What is expected:
Every line of the entries that holds the word "fails" is to be copied.

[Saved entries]
◆ ◆ ◆ ◆ ◆ ◆ ◆
PR #1629, opened 2026-04-17
fix(config): walk the resolved config path, not the raw argument

### LINKED ISSUE #456: Config paths are not treated equally
### Describe the bug

Well, this is kinda weird so bear with me.

I've changed the hardcoded paths to config to a path to a directory and gatus failed to load config from there. Yes, I know that it is probably odd to report bugs after essentially manually breaking the code, but lemme finish. After little investigation I have noticed that the code probably uses the wrong variable to traverse a directory. In config package, in function `LoadConfiguration`, after the loop and call to `os.Stat()` the case when a path points to a directory `walkConfigDir` is called to walk in `configPath` provided to `LoadConfiguration` as an argument (which could be empty string), but probably should be called with `usedConfigPath`, which should be set to first non-empty valid path.

### What do you see?

Gatus fails to read config files from a directory if the hardcoded paths were paths to directories. I understand that this is probably not intended use of a project, but still.

Gatus successfully launches if config paths are set to correct existing locations.

1. Change the `DefaultConfigurationFilePath` and `DefaultFallbackConfigurationFilePath` to point to some directory with configs.
2. Recompile Gatus
3. Launch it, do not set `GATUS_CONFIG_PATH` environment variable.
4. It fails.

### Version

5.3.2

### Additional information

Probably related to #400.

SAY-5:
### Problem

`LoadConfiguration` chooses `usedConfigPath` by walking the raw
argument and then the two default paths (`DefaultConfigurationFilePath`,
`DefaultFallbackConfigurationFilePath`), keeping the first one that
stats cleanly.

When the resolved path turns out to be a directory it walks it, but the
call uses the function argument `configPath`, not the resolved
`usedConfigPath`:

```go
if fileInfo.IsDir() {
    err := walkConfigDir(configPath, func(path string, d fs.DirEntry, err error) error {
        ...
```

If `configPath` is empty (the common case, e.g. `GATUS_CONFIG_PATH`
unset) and one of the default paths happens to resolve to a directory,
`walkConfigDir` is handed `""`, descends from the current working
directory, and silently skips every config file. Gatus fails to load
anything, even though `os.Stat` on the default path succeeded. #456.

### Fix

Walk the path we already proved exists:

```diff
- err := walkConfigDir(configPath, func(path string, d fs.DirEntry, err error) error {
+ err := walkConfigDir(usedConfigPath, func(path string, d fs.DirEntry, err error) error {
```

No behaviour change when the caller explicitly passes a directory:
`configPath == usedConfigPath` in that case. Only the
"argument is empty, default resolves to a directory" path changes, and
that path is currently broken.

Fixes #456

### DIFF
--- a/config/config.go
+++ b/config/config.go
@@ -218,7 +218,11 @@ func LoadConfiguration(configPath string) (*Config, error) {
 	}
 	var config *Config
 	if fileInfo.IsDir() {
-		err := walkConfigDir(configPath, func(path string, d fs.DirEntry, err error) error {
+		// Walk the directory we actually resolved, not the raw argument: when
+		// configPath is empty and the directory came from one of the default
+		// paths, walking configPath would descend from the current working
+		// directory and silently skip every file. See #456.
+		err := walkConfigDir(usedConfigPath, func(path string, d fs.DirEntry, err error) error {
 			if err != nil {
 				return fmt.Errorf("error walking path %s: %w", path, err)
 			}


wahajahmed010 (commented):
## Review: fix(config): walk the resolved config path, not the raw argument (#1629)

Nice catch, @SAY-5. This is the kind of subtle bug that's easy to miss. When `configPath` is empty and `usedConfigPath` resolves to a default path, walking the raw `configPath` would descend from CWD and silently skip everything — not a crash, just silently loading nothing.

**Verification:** The change is minimal and correct — `walkConfigDir(usedConfigPath, ...)` instead of `walkConfigDir(configPath, ...)` ensures you're walking the actual resolved directory. The comment referencing the relevant issue is helpful. +5/-1, clean and focused.

One minor suggestion: a test case with an empty config path + default directory resolution would make this regression-proof. But not a blocker.

**LGTM.**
◆ ◆ ◆ ◆ ◆ ◆ ◆
Solution:
Gatus fails to read config files from a directory if the hardcoded paths were paths to directories. I understand that this is probably not intended use of a project, but still.
4. It fails.
directory, and silently skips every config file. Gatus fails to load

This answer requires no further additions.